- Opening Delimiter -

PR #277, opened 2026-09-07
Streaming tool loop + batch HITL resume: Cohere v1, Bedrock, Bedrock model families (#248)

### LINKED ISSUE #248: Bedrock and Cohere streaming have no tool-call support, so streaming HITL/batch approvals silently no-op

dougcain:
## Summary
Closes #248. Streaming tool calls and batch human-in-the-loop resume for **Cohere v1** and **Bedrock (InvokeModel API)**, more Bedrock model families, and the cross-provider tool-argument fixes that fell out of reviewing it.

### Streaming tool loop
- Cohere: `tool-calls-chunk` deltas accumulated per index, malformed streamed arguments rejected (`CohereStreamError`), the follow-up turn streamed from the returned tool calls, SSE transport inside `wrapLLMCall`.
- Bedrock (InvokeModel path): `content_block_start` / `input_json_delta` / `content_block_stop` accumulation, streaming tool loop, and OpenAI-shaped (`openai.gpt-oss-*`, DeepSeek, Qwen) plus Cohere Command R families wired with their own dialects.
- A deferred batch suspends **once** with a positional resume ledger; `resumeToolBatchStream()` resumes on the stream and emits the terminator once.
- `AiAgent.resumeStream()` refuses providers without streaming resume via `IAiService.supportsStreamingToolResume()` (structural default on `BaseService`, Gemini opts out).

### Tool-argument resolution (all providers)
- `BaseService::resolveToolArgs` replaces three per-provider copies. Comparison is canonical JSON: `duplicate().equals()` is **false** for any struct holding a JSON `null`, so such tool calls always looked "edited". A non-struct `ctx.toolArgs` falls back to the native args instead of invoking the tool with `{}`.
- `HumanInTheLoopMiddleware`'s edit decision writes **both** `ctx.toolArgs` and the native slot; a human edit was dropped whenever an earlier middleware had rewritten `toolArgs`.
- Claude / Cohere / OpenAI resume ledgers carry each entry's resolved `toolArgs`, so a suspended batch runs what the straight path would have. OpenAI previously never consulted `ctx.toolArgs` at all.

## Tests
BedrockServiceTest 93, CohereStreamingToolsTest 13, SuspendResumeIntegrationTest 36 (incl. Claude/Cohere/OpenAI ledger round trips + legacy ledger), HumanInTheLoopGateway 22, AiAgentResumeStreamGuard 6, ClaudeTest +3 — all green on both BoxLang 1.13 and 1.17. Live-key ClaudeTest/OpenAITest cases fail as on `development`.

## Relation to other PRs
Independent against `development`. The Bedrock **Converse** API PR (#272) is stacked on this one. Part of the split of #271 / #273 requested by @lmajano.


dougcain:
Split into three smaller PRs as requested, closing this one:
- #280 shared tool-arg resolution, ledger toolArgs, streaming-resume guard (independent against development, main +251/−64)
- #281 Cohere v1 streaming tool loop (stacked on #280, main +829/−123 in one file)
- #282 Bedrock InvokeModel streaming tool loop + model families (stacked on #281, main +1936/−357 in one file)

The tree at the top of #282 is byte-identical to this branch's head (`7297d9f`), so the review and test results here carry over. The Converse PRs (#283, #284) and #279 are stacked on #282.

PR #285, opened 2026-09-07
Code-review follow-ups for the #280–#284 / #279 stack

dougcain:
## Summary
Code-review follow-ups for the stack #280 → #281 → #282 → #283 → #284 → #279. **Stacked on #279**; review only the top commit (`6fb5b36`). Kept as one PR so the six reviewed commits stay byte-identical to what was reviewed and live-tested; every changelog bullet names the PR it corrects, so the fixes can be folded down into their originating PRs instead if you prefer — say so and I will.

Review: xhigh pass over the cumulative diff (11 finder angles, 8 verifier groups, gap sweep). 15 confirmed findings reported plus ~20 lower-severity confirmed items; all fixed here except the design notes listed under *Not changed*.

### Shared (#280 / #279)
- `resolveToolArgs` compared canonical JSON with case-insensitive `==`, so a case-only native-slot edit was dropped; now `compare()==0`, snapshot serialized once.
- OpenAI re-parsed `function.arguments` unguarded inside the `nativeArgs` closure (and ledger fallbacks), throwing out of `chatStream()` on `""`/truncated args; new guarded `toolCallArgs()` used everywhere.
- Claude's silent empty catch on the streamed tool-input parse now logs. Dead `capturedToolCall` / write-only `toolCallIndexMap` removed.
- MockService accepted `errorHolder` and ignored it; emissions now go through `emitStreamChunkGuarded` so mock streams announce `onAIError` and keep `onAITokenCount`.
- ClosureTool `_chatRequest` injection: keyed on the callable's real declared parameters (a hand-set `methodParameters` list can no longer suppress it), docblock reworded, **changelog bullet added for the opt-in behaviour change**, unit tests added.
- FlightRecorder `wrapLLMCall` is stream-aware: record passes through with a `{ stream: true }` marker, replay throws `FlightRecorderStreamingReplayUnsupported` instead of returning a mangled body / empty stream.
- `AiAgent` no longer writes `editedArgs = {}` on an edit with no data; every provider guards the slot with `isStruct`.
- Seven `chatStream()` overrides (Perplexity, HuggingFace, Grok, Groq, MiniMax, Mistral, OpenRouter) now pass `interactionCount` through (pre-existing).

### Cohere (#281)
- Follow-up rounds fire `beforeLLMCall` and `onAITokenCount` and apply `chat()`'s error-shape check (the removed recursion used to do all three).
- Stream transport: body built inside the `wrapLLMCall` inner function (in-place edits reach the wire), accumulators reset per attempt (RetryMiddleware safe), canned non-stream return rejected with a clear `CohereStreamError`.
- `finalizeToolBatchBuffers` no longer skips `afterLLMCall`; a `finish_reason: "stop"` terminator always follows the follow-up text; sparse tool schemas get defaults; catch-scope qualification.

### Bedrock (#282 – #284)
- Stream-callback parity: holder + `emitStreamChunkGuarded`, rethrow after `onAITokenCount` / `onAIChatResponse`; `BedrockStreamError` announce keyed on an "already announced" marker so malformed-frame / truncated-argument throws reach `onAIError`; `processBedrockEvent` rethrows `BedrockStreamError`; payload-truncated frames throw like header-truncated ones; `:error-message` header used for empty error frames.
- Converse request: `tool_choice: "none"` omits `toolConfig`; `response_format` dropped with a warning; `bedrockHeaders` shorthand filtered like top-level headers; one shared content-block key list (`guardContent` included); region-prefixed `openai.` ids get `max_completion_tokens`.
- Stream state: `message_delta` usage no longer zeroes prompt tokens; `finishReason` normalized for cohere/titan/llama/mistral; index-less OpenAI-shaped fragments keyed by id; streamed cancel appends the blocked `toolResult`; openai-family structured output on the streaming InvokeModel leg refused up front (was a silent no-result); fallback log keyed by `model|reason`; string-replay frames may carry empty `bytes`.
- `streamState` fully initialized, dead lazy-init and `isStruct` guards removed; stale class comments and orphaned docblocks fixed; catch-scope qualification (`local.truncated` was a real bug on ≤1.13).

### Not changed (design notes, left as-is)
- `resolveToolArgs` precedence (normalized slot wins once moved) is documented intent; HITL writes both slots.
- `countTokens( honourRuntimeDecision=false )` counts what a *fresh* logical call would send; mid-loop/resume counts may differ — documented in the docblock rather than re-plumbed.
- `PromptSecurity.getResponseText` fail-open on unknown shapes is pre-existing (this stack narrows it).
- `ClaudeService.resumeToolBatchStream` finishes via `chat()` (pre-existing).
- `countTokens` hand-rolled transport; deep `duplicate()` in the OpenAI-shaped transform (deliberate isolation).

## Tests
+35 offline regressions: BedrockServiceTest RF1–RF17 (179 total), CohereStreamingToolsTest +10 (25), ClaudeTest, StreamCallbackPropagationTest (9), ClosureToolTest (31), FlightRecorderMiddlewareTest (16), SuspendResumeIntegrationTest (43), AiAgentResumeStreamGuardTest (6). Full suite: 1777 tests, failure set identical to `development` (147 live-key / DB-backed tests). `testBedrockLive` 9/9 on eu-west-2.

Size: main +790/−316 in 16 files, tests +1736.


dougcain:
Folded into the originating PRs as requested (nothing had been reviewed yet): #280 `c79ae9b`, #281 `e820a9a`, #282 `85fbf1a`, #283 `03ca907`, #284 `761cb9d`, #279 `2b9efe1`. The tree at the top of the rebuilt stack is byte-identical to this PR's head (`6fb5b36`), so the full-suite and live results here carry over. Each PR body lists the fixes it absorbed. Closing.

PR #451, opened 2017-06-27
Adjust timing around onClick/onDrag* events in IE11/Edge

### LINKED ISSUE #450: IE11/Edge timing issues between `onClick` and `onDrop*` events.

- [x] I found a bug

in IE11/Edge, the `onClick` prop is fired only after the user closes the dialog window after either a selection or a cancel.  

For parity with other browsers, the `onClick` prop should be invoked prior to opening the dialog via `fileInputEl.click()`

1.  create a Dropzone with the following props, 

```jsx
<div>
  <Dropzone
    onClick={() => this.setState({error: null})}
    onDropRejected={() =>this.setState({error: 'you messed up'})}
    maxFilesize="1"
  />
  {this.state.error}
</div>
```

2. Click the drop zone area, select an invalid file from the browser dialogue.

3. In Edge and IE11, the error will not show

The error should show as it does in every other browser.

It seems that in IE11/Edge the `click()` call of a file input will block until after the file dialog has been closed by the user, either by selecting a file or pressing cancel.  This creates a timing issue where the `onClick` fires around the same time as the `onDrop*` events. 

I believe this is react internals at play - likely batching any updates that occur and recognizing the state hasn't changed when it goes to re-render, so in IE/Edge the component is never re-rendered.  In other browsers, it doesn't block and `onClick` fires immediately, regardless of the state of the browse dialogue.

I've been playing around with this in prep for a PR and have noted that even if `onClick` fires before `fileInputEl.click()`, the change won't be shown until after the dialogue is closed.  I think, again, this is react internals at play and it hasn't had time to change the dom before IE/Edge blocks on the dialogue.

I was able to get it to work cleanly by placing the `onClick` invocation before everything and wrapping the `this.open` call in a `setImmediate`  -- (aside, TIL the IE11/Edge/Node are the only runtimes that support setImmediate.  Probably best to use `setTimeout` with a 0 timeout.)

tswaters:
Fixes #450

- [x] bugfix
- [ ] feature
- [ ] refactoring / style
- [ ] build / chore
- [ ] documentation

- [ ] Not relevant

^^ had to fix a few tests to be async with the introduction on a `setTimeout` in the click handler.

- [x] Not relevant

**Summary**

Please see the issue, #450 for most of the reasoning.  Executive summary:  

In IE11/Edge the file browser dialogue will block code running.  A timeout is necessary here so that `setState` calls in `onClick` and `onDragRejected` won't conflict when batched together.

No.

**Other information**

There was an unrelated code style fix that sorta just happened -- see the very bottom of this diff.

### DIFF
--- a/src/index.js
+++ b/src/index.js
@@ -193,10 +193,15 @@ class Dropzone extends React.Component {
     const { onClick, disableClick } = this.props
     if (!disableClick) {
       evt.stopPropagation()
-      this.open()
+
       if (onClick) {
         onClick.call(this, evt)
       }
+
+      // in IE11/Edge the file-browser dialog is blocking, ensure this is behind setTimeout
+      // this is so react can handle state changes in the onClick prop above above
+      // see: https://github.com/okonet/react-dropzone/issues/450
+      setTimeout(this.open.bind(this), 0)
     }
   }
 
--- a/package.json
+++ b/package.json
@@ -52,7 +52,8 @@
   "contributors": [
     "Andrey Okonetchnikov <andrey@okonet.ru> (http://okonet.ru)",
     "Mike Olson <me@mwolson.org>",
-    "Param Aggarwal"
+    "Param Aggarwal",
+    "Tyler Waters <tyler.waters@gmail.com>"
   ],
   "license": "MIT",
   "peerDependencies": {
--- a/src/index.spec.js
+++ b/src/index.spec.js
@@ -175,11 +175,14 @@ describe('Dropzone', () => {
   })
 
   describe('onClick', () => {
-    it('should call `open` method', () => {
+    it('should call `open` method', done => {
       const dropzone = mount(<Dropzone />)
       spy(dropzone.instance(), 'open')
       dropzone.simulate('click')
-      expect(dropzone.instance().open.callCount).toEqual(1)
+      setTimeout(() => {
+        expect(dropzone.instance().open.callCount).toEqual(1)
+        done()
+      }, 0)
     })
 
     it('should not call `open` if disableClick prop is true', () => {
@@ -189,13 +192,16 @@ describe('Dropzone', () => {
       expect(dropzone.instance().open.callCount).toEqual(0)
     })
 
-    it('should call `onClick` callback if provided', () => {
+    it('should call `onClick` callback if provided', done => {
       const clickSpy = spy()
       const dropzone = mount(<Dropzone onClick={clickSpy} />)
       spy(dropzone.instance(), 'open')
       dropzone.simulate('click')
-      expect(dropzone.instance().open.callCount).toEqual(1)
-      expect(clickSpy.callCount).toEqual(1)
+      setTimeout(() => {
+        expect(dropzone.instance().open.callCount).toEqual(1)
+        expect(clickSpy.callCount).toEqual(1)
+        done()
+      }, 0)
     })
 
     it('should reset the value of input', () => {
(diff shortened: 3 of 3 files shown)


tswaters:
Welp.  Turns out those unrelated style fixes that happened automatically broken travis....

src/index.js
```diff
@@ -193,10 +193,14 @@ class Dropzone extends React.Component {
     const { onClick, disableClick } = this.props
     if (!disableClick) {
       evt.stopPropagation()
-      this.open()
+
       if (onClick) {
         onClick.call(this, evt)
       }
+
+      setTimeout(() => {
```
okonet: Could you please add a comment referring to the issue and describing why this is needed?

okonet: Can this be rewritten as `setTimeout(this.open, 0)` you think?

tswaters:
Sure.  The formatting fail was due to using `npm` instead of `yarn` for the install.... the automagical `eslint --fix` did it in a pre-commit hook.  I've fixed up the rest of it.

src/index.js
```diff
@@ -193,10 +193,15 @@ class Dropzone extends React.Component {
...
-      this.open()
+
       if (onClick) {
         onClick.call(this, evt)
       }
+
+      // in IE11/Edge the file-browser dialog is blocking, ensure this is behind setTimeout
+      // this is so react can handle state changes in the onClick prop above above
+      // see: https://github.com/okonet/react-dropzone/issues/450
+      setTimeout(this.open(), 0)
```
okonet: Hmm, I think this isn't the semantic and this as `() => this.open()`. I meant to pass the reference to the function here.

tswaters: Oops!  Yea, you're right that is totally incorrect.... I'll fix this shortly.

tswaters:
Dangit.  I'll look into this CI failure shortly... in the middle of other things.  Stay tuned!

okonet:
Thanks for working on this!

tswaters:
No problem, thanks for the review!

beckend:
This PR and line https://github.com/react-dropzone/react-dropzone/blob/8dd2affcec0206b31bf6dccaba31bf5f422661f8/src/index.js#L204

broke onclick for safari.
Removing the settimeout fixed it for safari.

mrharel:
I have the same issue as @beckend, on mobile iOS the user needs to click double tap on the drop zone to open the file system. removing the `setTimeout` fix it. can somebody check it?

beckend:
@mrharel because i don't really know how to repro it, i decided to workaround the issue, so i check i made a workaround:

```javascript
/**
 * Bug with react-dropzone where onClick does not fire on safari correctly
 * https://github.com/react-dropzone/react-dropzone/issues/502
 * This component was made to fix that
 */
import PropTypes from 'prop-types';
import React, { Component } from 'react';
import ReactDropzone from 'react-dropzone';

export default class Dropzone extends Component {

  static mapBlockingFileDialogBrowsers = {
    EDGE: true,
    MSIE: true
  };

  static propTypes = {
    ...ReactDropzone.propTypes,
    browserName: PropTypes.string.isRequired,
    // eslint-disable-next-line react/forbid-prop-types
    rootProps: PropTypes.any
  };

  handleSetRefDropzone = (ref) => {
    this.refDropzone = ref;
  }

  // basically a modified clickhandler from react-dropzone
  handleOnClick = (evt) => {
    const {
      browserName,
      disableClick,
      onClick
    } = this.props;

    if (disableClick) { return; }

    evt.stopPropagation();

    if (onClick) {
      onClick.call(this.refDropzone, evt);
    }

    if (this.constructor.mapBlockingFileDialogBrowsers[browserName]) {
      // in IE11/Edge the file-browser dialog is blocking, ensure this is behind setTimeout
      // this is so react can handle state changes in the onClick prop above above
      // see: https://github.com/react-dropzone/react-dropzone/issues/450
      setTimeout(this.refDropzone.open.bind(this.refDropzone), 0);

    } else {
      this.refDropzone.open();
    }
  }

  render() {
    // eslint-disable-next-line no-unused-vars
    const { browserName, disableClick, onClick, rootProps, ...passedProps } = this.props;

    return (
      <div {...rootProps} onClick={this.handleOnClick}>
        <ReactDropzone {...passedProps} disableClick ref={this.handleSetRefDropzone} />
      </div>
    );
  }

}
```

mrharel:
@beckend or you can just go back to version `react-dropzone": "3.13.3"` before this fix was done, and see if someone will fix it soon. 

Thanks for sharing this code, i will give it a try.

- Closing Delimiter -

→ THE PROBLEM: In the records above, find the line containing "deltas accumulated per" and restate word for word every line from the first through that one.

→ ANSWER TO THE PROBLEM:
PR #277, opened 2026-09-07
Streaming tool loop + batch HITL resume: Cohere v1, Bedrock, Bedrock model families (#248)

### LINKED ISSUE #248: Bedrock and Cohere streaming have no tool-call support, so streaming HITL/batch approvals silently no-op

dougcain:
## Summary
Closes #248. Streaming tool calls and batch human-in-the-loop resume for **Cohere v1** and **Bedrock (InvokeModel API)**, more Bedrock model families, and the cross-provider tool-argument fixes that fell out of reviewing it.

### Streaming tool loop
- Cohere: `tool-calls-chunk` deltas accumulated per index, malformed streamed arguments rejected (`CohereStreamError`), the follow-up turn streamed from the returned tool calls, SSE transport inside `wrapLLMCall`.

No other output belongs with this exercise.